After dinner, we had every intention of hitting up the hookah bar at the nearby Hotel Good Times (I know, ridiculous, right?), but despite the fact that we were the first people to inquire about it, we were far from the first to arrive and it had been overtaken by SASers. We were slow on the uptake because we were enjoying a very stereotypical study abroad experience and had a jam session with SwissDudes. One of them, Vic, could play guitar AND harmonica at the same time and performed a strangely accurate version of “Ring of Fire”. Katey and I harmonized with everything, and even Carrie joined in for a rousing rendition of…I can’t remember what, but it was rousing. Roused, we headed out to our happening hookah bar, were denied, and decided to try out the bar at the Hotel Arpit (yup, we called it the Hotel Armpit, because let’s face it, it’s almost there and this IS India) instead. That was a fun time, Katey and I had a tasty pinot grigio and told our life stories, and then the whole motley crew went back to the hotel for bedtime, as it was midnight and we had to wake up at 4 for our 6:30 flight back to Chennai.
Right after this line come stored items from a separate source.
PR #44, opened 2023-10-17
Improved String Detection

Damonamajor:
**I asked Michael about this, but I don't really know the full workflow for sales-val, and while these are minimal changes, I couldn't check if it breaks the larger code in unexpected ways.**

I grouped the seller and buyer strings by the most common full words and then manually went through and identified words that likely signified institutional sales. I got down to around 30 occurrences by both buyer/seller. They are listed below in a framework of how I understand the pull request merge. \b \b around the words references full word requirements. 

**No questions:**
hospital
southport
propert
rehab
neighborhood
advantage
chicago
\bbk\b - short for bank
\bhud\b
department
united states
\busa\b
hsbc
midwest
residential
american
tcf
advantage
mtg - short for mortgage
\bfed\b
nationstar
commercial
health
condominum
nationa 
association

**Involves Discussion Before Merge**
trustee: See comment at bottom
successor - similar logic to trustee
real e - real estate doesn't catch everything and real can be a last name
cook c - cook by itself can be a last name and cook county is not always written out
baptist church
apostolic church
lutheran church - church can be a last name

**Doubtful Merge for the Moment**
amp - I think this stands for ampersand but am not sure
CO is another key word, which is often reference with CO-Trustee, but can also be short for corporation

**Modified exiting code:**
Put land in /b /b because last names such as Bjorkland/kneeland were reclassified
Put Home in /b /b because first names such as Homer were reclassified
Put Sale in /b /b because first names such as Saleem and last names like Salem were reclassified
Put Loan in /b /b because names such as Sloan were being reclassified
Put living in /b /b because livingston was being reclassified

**Unsolved things to note.**
b/the /b as coded is mostly right but does catch things like  The Christopher John Hall
Family is another key word, which is removing a lot of trusts. This isn't a huge issue, but it does mean that the Snow Family Trust will be recoded, but the D. Snow Trust will not be recoded.
I could imagine CORP being part of names, but couldn't find any. There are also many misspellings of corporation, so leaving as is seems the best option. 
Jack Buyers and Robert Buyers are names. These are 2 out of 22 observations for buyers.
Homes does not seem to be a last name.

**Tustee Logic**
Trustee is the largest question mark. There are approximately 7,000 unique observations in the database regarding "people sales"(only larger categories are Michael, John, James, and Robert). These could represent a particular type of sale (to kids or family members). Because this hasn't been discussed, I'm only going to make a note of it, although Mansuetto mentioned it in their logic.


wagnerlmichael (approved):
This looks great to me, thanks for catching all of these and adding some quality-of-life improvements. As for the trustee issue -  I don't have enough domain knowledge to have a strong opinion so I will differ to @dfsnow. I believe the current strategy it to remove the trustee tag, grab the last name, and treat it as a person sale.

For the phrases you marked as to discuss, I think being more strict is probably better right now. I'm thinking the entire church string for those specific churches are good to keep in the `entity_keywords`.

dfsnow:
@Damonamajor Can you resolve the merge conflict here and fixup the main body of the issue to use proper markdown formatting?

Damonamajor:
> @Damonamajor Can you resolve the merge conflict here and fixup the main body of the issue to use proper markdown formatting?

@dfsnow - Done

dfsnow:
@Damonamajor I agree with @wagnerlmichael here. Let's add strings to catch specific, non-last names churches. We can ignore the trustee stuff for the time being. After that, this is good to go.

Damonamajor:
Just as a final note, I added a few more churches to the matching. And, before I merge, I pasted the same changes in the other location that the string detection is used - manual_flagging/src/flagging_rolling.py.

PR #47, opened 2023-10-18
46 update run id to reflect the ccao package standard

### LINKED ISSUE #46: Update run-id to reflect the ccao package standard
Currently we are assigning run-id using a random word generator - we need to change this so that we use the standard run-id generator that we use in the ccao package.

wagnerlmichael:
Switched out the run_id methodology per @ccao-jardine's request. I copy and pasted the data from the ccao package.

Closes #46


dfsnow (approved):
Works for me. Nice job @wagnerlmichael.

dfsnow (commented):
@wagnerlmichael This works fine, but there might be a way to keep the words synchronized between this and the CCAO package. It might be worth looking into git submodules.

PR #51, opened 2023-10-18
Fixed Reg-ex Error

Damonamajor:
Fixed || in previous Regex Push.


wagnerlmichael (approved):
Looks good, good catch.

PR #52, opened 2023-10-18
Remove local flagging script, use glue script since they are identical

### LINKED ISSUE #50: De-duplicate flagging script
Right now we have a separate script for S3/glue and for the local scripts. The files are identical, we need to delete the script in `src/` folder and pull in the flagging script from glue into the local script. This is better as we will have a single source of truth for the flagging model.

wagnerlmichael:
Deleted local flagging scripts, and now the flagging script in the glue directory is used in our local scripts.

Closes #50


dfsnow (commented):
This makes sense to me as long as you've confirmed it works via a Terraform test setup. @jeancochrane any quick thoughts?

jeancochrane (approved):
I'm not totally sure why it was like this before, but the change seems fine to me!

dfsnow:
> I'm not totally sure why it was like this before, but the change seems fine to me!

IIRC it was an artifact of the fact that we had to hash the flagging script and thus couldn't reference it via `import`. Or something like that 🤷 .

wagnerlmichael:
Yep that's correct, also because I had to have different code for each script because of the pandas mismatch.

PR #54, opened 2023-10-19
Remove flag table integration from recurring script

wagnerlmichael:
I tested this with a date floor of `2023-01-01`. It successfully writes the data, and then when we run it again afterwards, it prints `"WARNING: No new sales to flag"` from line 783. Final step is for me to run the production data and inspect the results after merging.

### DIFF
--- a/glue/sales_val_flagging.py
+++ b/glue/sales_val_flagging.py
@@ -875,12 +875,22 @@ if __name__ == "__main__":
             start_date=args["time_frame_start"],
             manual_update=False,
         )
-
+        """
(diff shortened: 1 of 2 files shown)


dfsnow (approved):
Nice @wagnerlmichael. This looks good to me. We'll have to edit this further as Billy gets traction on splitting the sales view (https://github.com/ccao-data/data-architecture/issues/149) and Jean fixes up the terraform testing bit here (#55).

jeancochrane (approved):
Looks good to me as well!

Issue #53, opened 2023-10-19
Update recurring scripts to use updated view


wagnerlmichael:
Since we have [updated the sales view](https://github.com/ccao-data/data-architecture/commit/502ca193eea7e3291c754f9637fe7da49a3c316d), we can now edit `glue/sales_val_flagging.py` so that we can utilize the sales val columns from within the view, rather than making a bunch of joins on the `sale.flag` table.

Issue #55, opened 2023-10-20
Update Terraform configuration to deploy staging `vw_pin_sale` view


jeancochrane:
In working on https://github.com/ccao-data/model-sales-val/issues/53, @wagnerlmichael discovered that the testing version of script won't work as written because it pulls from the production `vw_pin_sale` view, which itself pulls from the production `sale.flag` table instead of the staging version of that table. In order to support removing the joins on `sale.flag` from the script, we'll need to update our Terraform config to deploy a staging version of `vw_pin_sale` that will pull data from the staging `sale.flag` table.

jeancochrane:
A hiccup with this effort that I should have thought of sooner: Unlike `sale.flag`, which is generated by code in this repo, the `vw_pin_sale` view is actually created by [code that lives in in `data-architecture`](https://github.com/ccao-data/data-architecture/blob/master/aws-athena/views/default-vw_pin_sale.sql). This means that if we wanted to deploy a staging version of it from the context of `model-sales-val`, we would need to either duplicate the view query in `model-sales-val` or somehow reference the version of it stored in the`data-architecture` repo, neither of which is a particularly appealing choice to me.

Two options off the top of my head:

I guess Carrie, Katey and I were more tired than we thought, because my watch alarm did not wake us up, and it was not until 10 after 4 that Eleanor called and said, “Um, I’m getting on the bus. Where are you?” that we BOLTED out of bed, hurriedly shoved everything into our suitcases (except for my bag lock, that’s a souvenir from me to India), and ran down the stairs and onto the bus. There were people still drunk from the night (well, few hours) before, so our sober if not chipper selves were far from the last people on the bus. Everyone made it on the bus and the plane, and we flew back to Chennai while watching What Happens in Vegas, which was less crappy than I thought it would be, but probably only because I haven’t seen an actual movie in two months.
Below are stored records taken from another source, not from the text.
PR #320, opened 2022-12-28
relax trait requirements for binary operations.

taketo1024:
Following #319, I have relaxed the trait requirements for `Add`, `Sub` etc for `CsVec`, so that in particular we can add and subtract vectors with scalar types that does not necessarily implement the `num_traits::Num` trait.


taketo1024:
Sorry for the late reply.

> Would you mind rebasing on master to include the clippy lint fixes?
Sure!

taketo1024:
I have rebased `relax_trait_restr` on `master` and checked that test runs ok in `sprs`.

mulimoen:
Thanks for this PR @taketo1024!

Issue #323, opened 2023-01-18
Modifying the default implementation for `MulAcc`. 


taketo1024:
I'd like to use `sprs` with [`num-bigint`](https://github.com/rust-num/num-bigint), [`num-rational`](https://github.com/rust-num/num-rational) etc. However, `sprs`'s matrix multiplication requires that the scalar type implements `MulAcc`, which `BigInt` and `Rational` types do not suffice. 

We can make these types automatically implement `MulAcc`, if we change the code in [`mul_acc.rs`](https://github.com/sparsemat/sprs/blob/master/sprs/src/mul_acc.rs) from the current

```rust
impl<N, A, B> MulAcc<A, B> for N
where
    N: Copy,
    B: Copy,
    A: num_traits::MulAdd<B, N, Output = N> + Copy,
{
    fn mul_acc(&mut self, a: &A, b: &B) {
        *self = a.mul_add(*b, *self);
    }
}
```

to

```rust
impl<N, A, B> MulAcc<A, B> for N
where
    for<'x> &'x A: Mul<&'x B, Output = N>,
    N: AddAssign<N> 
{
    fn mul_acc(&mut self, a: &A, b: &B) {
        self.add_assign(a * b);
    }
}
```

Is this a bad idea?  (regarding performance?)
Thanks.

taketo1024:
I have pushed the modified version on my folked repo. https://github.com/taketo1024/sprs/tree/mul_acc_default. 
I will send a PR if this modification seems good.

mulimoen:
That seems like a good idea. We can judge the performance impact once the PR is up

taketo1024:
Created PR. Closing this issue. Thanks!

PR #324, opened 2023-01-19
Modifying the default implementation for MulAcc.

taketo1024:
Modified the default implementation of `MulAcc`, so that the default implementation applies to scalar types that does not necessary implement `Copy` and `num_traits::MulAdd`. In particular, this modification enables [`BigInt`](https://github.com/rust-num/num-bigint) and [`Rational`](https://github.com/rust-num/num-rational) types applicable. 

Follows discussion from #323.


mulimoen:
Thanks @taketo1024 !

PR #327, opened 2023-04-17
Add bindings to UMFPACK

jlogan03:
* Add build, raw bindings, and mid-level wrapper for i32-indexed and i64-indexed, real-valued versions of UMFPACK (the DI and DL variations)
    * Same footprint of bindings as scipy and Julia, I believe
* Just covers the most-traveled parts (opaque LU factorization, solution of Ax=b problem type, and recovery of LU factorization components)
* Unlike the other suitesparse integrations, this one only supports dynamic linking
    * The build for UMFPACK depends on several of the other packages plus BLAS, and while it's definitely possible to do it, it looks extremely time-consuming and I think it's best to leave that for another time


jlogan03:
This is ready for another CI pass whenever - format, doc, clippy, and test steps are all running locally now

jlogan03:
The functions that clippy didn't like on the last pass weren't used anymore and have been removed entirely.

jlogan03:
Looks like the static build is also going to need some work in the future and I'm just going to remove it for now. It looks extremely involved & nominal feature flag configuration doesn't appear to allow any of the static version to actually get built anyway

jlogan03:
Alrighty, ready for another pass of CI & passing lint/test locally

jlogan03:
Resolved the latest round of errors & ready for another go

suitesparse_bindings/sprs_suitesparse_umfpack/src/lib.rs
```diff
@@ -0,0 +1,380 @@
...
+     $free_numeric: ident,
+     $free_symbolic: ident,
+     ) => {
+
+        /// Wrapper of raw handle to guarantee proper drop procedure
+        struct $Symbolic(*mut c_void);
+
+        impl Drop for $Symbolic {
+            fn drop(&mut self) {
+                unsafe {$free_symbolic(&mut self.0 as *mut *mut c_void);}
```
mulimoen, line 33: `unsafe {$free_symbolic(std::ptr::addr_of_mut!(self.0).cast());}`

suitesparse_bindings/sprs_suitesparse_umfpack/src/lib.rs
```diff
@@ -0,0 +1,380 @@
...
+            }
+        }
+
+        /// Wrapper of raw handle to guarantee proper drop procedure
+        struct $Numeric(*mut c_void);
+
+        impl Drop for $Numeric {
+            fn drop(&mut self) {
+                unsafe {$free_numeric(&mut self.0 as *mut *mut c_void);}
```
mulimoen, line 42: Same as for `free_symbolic`

suitesparse_bindings/sprs_suitesparse_umfpack/src/lib.rs
```diff
@@ -0,0 +1,380 @@
...
+            }
+        }
+
+        /// Partial interface to `SuiteSparse`'s UMFPACK solver package.
+        /// Provides LU factorization of A and solution of Ax=b using stored factorization.
+        pub struct $Context {
+            /// `A` matrix of system Ax=b
+            _a: CsMatI<f64, $int>,
```
mulimoen, line 50: Drop underscore

suitesparse_bindings/sprs_suitesparse_umfpack/src/lib.rs
```diff
@@ -0,0 +1,380 @@
...
+                        ncol_ as $int,
+                        ap,
+                        ai,
+                        ax,
+                        symbolic_inner,
+                        null() as *const f64,  // Default settings
+                        null_mut() as *mut c_void  // Ignore info
+                    );
+                };
+                let symbolic_ = unsafe{$Symbolic(*symbolic_inner)};
```
mulimoen, line 101: Drop trailing underscore

suitesparse_bindings/sprs_suitesparse_umfpack/src/lib.rs
```diff
@@ -0,0 +1,380 @@
...
+//! This wrapper currently covers the double-int (DI) and double-long (DL) variations of
+//! the underlying library, while several more variations (such as for complex data type)
+//! exist in the underlying library but do not have wrappers here.
+
+use core::ptr::{null, null_mut};
+use libc::c_void;
+use sprs::{CsMatI, PermOwnedI};
+use suitesparse_umfpack_sys::*;
+
+macro_rules! umfpack_impl {
```
mulimoen, line 14: Bit of a shame all this code is in a macro. We won't get any help from clippy

suitesparse_bindings/sprs_suitesparse_umfpack/src/lib.rs
```diff
@@ -0,0 +1,380 @@
...
+
+            /// Get the number of nonzero entries in A
+            pub fn nnz(&self) -> usize {
+                self._nnz as usize
+            }
+
+            /// Get a reference to the stored matrix,
+            /// which may have had its data type converted from
+            /// what was supplied.
+            pub fn a(&self) -> &CsMatI<f64, $int> {
```
mulimoen, line 141: It is more ergonomic to return `CsMatViewI<f64, $int>` (use `self.a.view()` in the function body)

suitesparse_bindings/sprs_suitesparse_umfpack/src/lib.rs
```diff
@@ -0,0 +1,380 @@
...
+            }
+
+            /// Get raw components of the numerical factorization of `A`
+            /// * `l`: `L` matrix in CSC format
+            /// * `u`: `U` matrix in CSR format
+            /// * `p`: row permutation
+            /// * `q`: column permutation
+            /// * `rs`: inverse row scaling (divide rows of LU by these to recover PAQ)
+            /// * `dx`: unknown; this quantity is not mentioned in underlying documentation but has distinct values, so we provide it here
+            pub fn get_numeric(&self) -> (CsMatI<f64, $int>, CsMatI<f64, $int>, PermOwnedI<$int>, PermOwnedI<$int>, Vec<f64>, Vec<f64>) {
```
mulimoen, line 219: Should we return a struct from this function?

suitesparse_bindings/suitesparse_umfpack_sys/src/lib.rs
```diff
@@ -0,0 +1,28 @@
+//! Raw C bindings to some (but not all) UMFPACK functions.
+
+#[cfg(target_os = "windows")]
+pub type SuiteSparseLong = libc::c_longlong;
+#[cfg(not(target_os = "windows"))]
+pub type SuiteSparseLong = libc::c_long;
+
+pub type SuiteSparseInt = libc::c_int;
```
mulimoen, line 8: `libc::T` are in `std::ffi::T`

mulimoen (commented):
This is some great work! Just a couple of minor nits and this should be good to go.

I'll be happy to have a look at the static building later on. It should be possible to build this using e.g. `cargo check --features suitesparse_ldl_sys/static`, we can add a feature flag to more crates to make this easier to enable

suitesparse_bindings/sprs_suitesparse_umfpack/src/lib.rs
```diff
@@ -0,0 +1,380 @@
+//! Partial interface (3rd party, unaffiliated) to `SuiteSparse`'s UMFPACK solver package,
+//! covering essentials for solving problems of the form Ax=b for real A, and for
+//! recovering LU decomposition components of A for other uses.
+//!
+//! This wrapper currently covers the double-int (DI) and double-long (DL) variations of
+//! the underlying library, while several more variations (such as for complex data type)
+//! exist in the underlying library but do not have wrappers here.
+
+use core::ptr::{null, null_mut};
+use libc::c_void;
```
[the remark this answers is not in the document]
jlogan03: done, thanks!

suitesparse_bindings/sprs_suitesparse_umfpack/src/lib.rs
jlogan03: awesome! done

suitesparse_bindings/sprs_suitesparse_umfpack/src/lib.rs
jlogan03: donezo

suitesparse_bindings/sprs_suitesparse_umfpack/src/lib.rs
jlogan03: Clippy does give me commentary on the contents of the macro - might be from a recent update?

suitesparse_bindings/sprs_suitesparse_umfpack/src/lib.rs
jlogan03: Done

suitesparse_bindings/sprs_suitesparse_umfpack/src/lib.rs
jlogan03: I'm down with either option - this method allows you to mask out parts of the return which could reduce peak heap usage in cases where the compiler is able to identify that the values are never used... but for real applications you definitely need all of them except maybe dx, so it might as well be a struct

suitesparse_bindings/suitesparse_umfpack_sys/src/lib.rs
jlogan03: fixed

suitesparse_bindings/sprs_suitesparse_umfpack/src/lib.rs
jlogan03: So, tying this in with the other thought about clippy - I had to add underscores to these because clippy was giving me lints on these at the initialization of $Context. It gets tricked by repeated words that it thinks are repeated fields, like

Struct {
    x: x  // Here, it thinks the second `x` is a repeated field instead of a value with the same name
}

jlogan03:
> This is some great work! Just a couple of minor nits and this should be good to go.
> 
> I'll be happy to have a look at the static building later on. It should be possible to build this using e.g. `cargo check --features suitesparse_ldl_sys/static`, we can add a feature flag to more crates to make this easier to enable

Back at the airport, we were left to our own devices to transport ourselves back to the ship. We hired two cabs, but mistakenly gave them the Port Agent address instead of the ship’s Madras Harbor, Gate 7 address. We confusedly arrived at the Port Agent, solved the mystery of why we were not at the ship, and pointed out the real destination, Madras Harbor. This apparently is not a thing, as the cab dude had no clue where it was. We got out and started walking, thinking it was fairly close as we saw Gate 5 right next to the Port Agent. We figured out that it was apparently not nearby, and got into auto rickshaws to suck it up and have them drive us there. They did not know what we were talking about. A little panicked, very tired, and laden with baggage, we tried not to hyperventilate through several wrong turns and a direction-asking, and eventually arrived safely at Gate 7 and boarded the ship.
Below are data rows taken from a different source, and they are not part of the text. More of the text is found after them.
PR #329, opened 2023-05-23
Add append_outer_iter

kolstae:
We use sprs for large sparse matrices with dims > 250,000,000. Currently the options to build a matrix requires realizing a `CsVecI` or a dense vector, which is inefficient.

Adding `append_outer_iter` helps with this without adding much code.
Makes e.g. filtering out a component from a large matrix much simpler and efficient.

### DIFF
--- a/sprs/src/sparse/csmat.rs
+++ b/sprs/src/sparse/csmat.rs
@@ -563,6 +563,9 @@ impl<N, I: SpIndex, Iptr: SpIndex> CsMatI<N, I, Iptr> {
         N: Num,
         Iter: Iterator<Item = (usize, N)>,
     {
+        if let (_, Some(nnz)) = iter.size_hint() {
+            self.reserve_nnz(nnz)
+        }
         let mut nnz = self.nnz();
         let mut prev_inner_ind = None;
         for (inner_ind, val) in iter {
--- a/sprs/src/sparse/csmat.rs
+++ b/sprs/src/sparse/csmat.rs
@@ -556,7 +556,8 @@ impl<N, I: SpIndex, Iptr: SpIndex> CsMatI<N, I, Iptr> {
         self.append_outer_iter(data.iter().cloned().enumerate())
     }
 
-    /// Append an outer dim to an existing matrix, provided by an iterator
+    /// Append an outer dim to an existing matrix, increasing the size along the outer
+    /// dimension by one.
     pub fn append_outer_iter<Iter>(mut self, iter: Iter) -> Self
     where
         N: Num,
--- a/sprs/src/sparse/csmat.rs
+++ b/sprs/src/sparse/csmat.rs
@@ -722,7 +722,7 @@ impl<N, Iter: Iterator<Item = (usize, N)>> Iterator
 
         if let Some(prev_idx) = self.prev {
             assert!(
-                idx < prev_idx,
+                prev_idx < idx,
                 "index out of order. {} followed {}",
                 idx,
                 prev_idx
--- a/sprs/src/sparse/csmat.rs
+++ b/sprs/src/sparse/csmat.rs
@@ -553,35 +553,49 @@ impl<N, I: SpIndex, Iptr: SpIndex> CsMatI<N, I, Iptr> {
     where
         N: Clone + Num,
     {
-        self.append_outer_iter(data.iter().cloned().enumerate())
+        self.append_outer_iter_unchecked(
+            data.iter()
+                .cloned()
+                .enumerate()
+                .filter(|(_, val)| !val.is_zero()),
+        )
     }
 
     /// Append an outer dim to an existing matrix, increasing the size along the outer
     /// dimension by one.
-    pub fn append_outer_iter<Iter>(mut self, iter: Iter) -> Self
+    ///
+    /// **Note** Panics if the iterator is **not** strictly ordered by ascending index
+    pub fn append_outer_iter<Iter>(self, iter: Iter) -> Self
     where
         N: Num,
+        Iter: Iterator<Item = (usize, N)>,
+    {
+        self.append_outer_iter_unchecked(AssertOrderedIterator {
+            prev: None,
+            iter: iter.filter(|(_, val)| !val.is_zero()),
+        })
+    }
+
+    /// Append an outer dim to an existing matrix, increasing the size along the outer
+    /// dimension by one.
+    ///
+    /// **Note** The iterator must be strictly ordered by ascending index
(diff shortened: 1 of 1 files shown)


jlogan03:
Thanks for the writeup! I'm traveling for a couple of days, but I'll take a look and run some quick bench comparisons later in the week, if Magnus doesn't get to it first. 

Looks good from a quick skim - I just want to check that the additional branch point inside the loop (which I agree is necessary since the provided iterator isn't guaranteed to be sorted) doesn't scare away any optimizations. Given that there is already a branch point in the loop, it's unlikely that there would be any change.

sprs/src/sparse/csmat.rs
```diff
@@ -549,18 +549,38 @@ impl<N, I: SpIndex, Iptr: SpIndex> CsMatI<N, I, Iptr> {
...
+        Iter: Iterator<Item = (usize, N)>,
     {
         let mut nnz = self.nnz();
-        for (inner_ind, val) in data.iter().enumerate() {
-            if *val != N::zero() {
+        let mut prev_inner_ind = None;
+        for (inner_ind, val) in iter {
+            if val != N::zero() {
+                if let Some(p_ind) = prev_inner_ind {
+                    assert!(p_ind < inner_ind, "inner index order");
```
jlogan03, line 570:
```suggestion
                    assert!(p_ind < inner_ind, "Indices in provided data are out of order. To fix this, sort by index in ascending order.");
```

sprs/src/sparse/csmat.rs
```diff
@@ -549,18 +549,38 @@ impl<N, I: SpIndex, Iptr: SpIndex> CsMatI<N, I, Iptr> {
...
                 self.indices.push(I::from_usize(inner_ind));
-                self.data.push(val.clone());
+                self.data.push(val);
                 nnz += 1;
             }
         }
+        if let Some(last_inner_ind) = prev_inner_ind {
+            assert!(
+                last_inner_ind < self.inner_dims(),
+                "inner index out of range"
```
jlogan03, line 581: Similarly, to aid troubleshooting, maybe something like this:

```suggestion
                "Indices in provided data exceed size of inner dimension. To fix this, provide data that fits within the existing inner dimension."
```

sprs/src/sparse/csmat.rs
kolstae: I'm personally not a big fan of elaborate error-messages. Perhaps provide some data to help out instead? What about something like
```rust
      assert!(p_ind < inner_ind, "Indices in provided data are out of order. Got {} then {}", p_ind, inner_ind);
```

kolstae:
> Looks good from a quick skim - I just want to check that the additional branch point inside the loop (which I agree is necessary since the provided iterator isn't guaranteed to be sorted) doesn't scare away any optimizations. Given that there is already a branch point in the loop, it's unlikely that there would be any change.

Could we make a trait signaling and/or verifying it's already ordered? This could be implemented as a noop for `Enumerated`.

sprs/src/sparse/csmat.rs
```diff
@@ -549,18 +549,38 @@ impl<N, I: SpIndex, Iptr: SpIndex> CsMatI<N, I, Iptr> {
...
     /// Append an outer dim to an existing matrix, compressing it in the process
-    pub fn append_outer(mut self, data: &[N]) -> Self
+    pub fn append_outer(self, data: &[N]) -> Self
     where
         N: Clone + Num,
+    {
+        self.append_outer_iter(data.iter().cloned().enumerate())
+    }
+
+    /// Append an outer dim to an existing matrix, provided by an iterator
```
mulimoen, line 559:
```suggestion
    /// Append an outer dim to an existing matrix, increasing the size along the outer dimension by one.
    ///
    /// This version is the more general version of `Self::append_outer` and `Self::append_outer_csvec`
    /// The iterator supplied should yield the inner index and the data element to be added.
    /// 
    /// # Panics
    /// * If indices are not in monotonically increasing order
    /// * If indices are out of bounds
```

mulimoen (commented):
Looks great as an abstraction of the more specialised appends. Maybe `append_outer_csvec` could call the iterator version too?

sprs/src/sparse/csmat.rs
```diff
@@ -549,18 +549,42 @@ impl<N, I: SpIndex, Iptr: SpIndex> CsMatI<N, I, Iptr> {
...
+
+    /// Append an outer dim to an existing matrix, increasing the size along the outer
+    /// dimension by one.
+    pub fn append_outer_iter<Iter>(mut self, iter: Iter) -> Self
+    where
+        N: Num,
+        Iter: Iterator<Item = (usize, N)>,
+    {
+        let (lower, opt_upper) = iter.size_hint();
+        self.reserve_nnz(opt_upper.unwrap_or(lower));
```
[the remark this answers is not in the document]
mulimoen: Was thinking something like
```rust
if let (_, Some(nnz)) = iter.size_hint() {
   self.reserve_nnz(nnz)
}
```

kolstae:
How about this approach? Move the validation of order into an explicit struct.

The `AssertOrderedIterator` should probably be moved somewhere else, but stuck it there for convenience for now.

mulimoen:
@kolstae I added a commit directly, does the `unsafe` keyword pose any difficulties for you?

kolstae:
> @kolstae I added a commit directly, does the `unsafe` keyword pose any difficulties for you?

No, not at all. `unsafe`'s a better way so make things clear.

sprs/src/sparse/csmat.rs
```diff
@@ -549,17 +549,69 @@ impl<N, I: SpIndex, Iptr: SpIndex> CsMatI<N, I, Iptr> {
     }
 
     /// Append an outer dim to an existing matrix, compressing it in the process
-    pub fn append_outer(mut self, data: &[N]) -> Self
+    pub fn append_outer(self, data: &[N]) -> Self
     where
-        N: Clone + Num,
+        N: Clone + Zero,
```
kolstae, line 554: Will this (`Num` -> `Zero`) change break existing code though?

mulimoen: As `Zero` is a subtrait I would say no https://docs.rs/num-traits/latest/num_traits/trait.Num.html

mulimoen:
Thanks for adding this @kolstae!

mulimoen:
A new version of `sprs` (0.11.1) is released containing this PR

WHOO! How is that for a comprehensive explanation of five days of my life? I don’t think that was even comprehensive. I could’ve written more, but I’m sure you’ve banged your head against your keyboard after the last three ports, asking “Why? Why are her posts so long? Why do I feel like taking a nap after reading this?” so I will spare you any more. You can look forward to a post on the joys of Penang and Kuala Lumpur, Malaysia in about a week. Maybe by that time you’ll be done reading this one.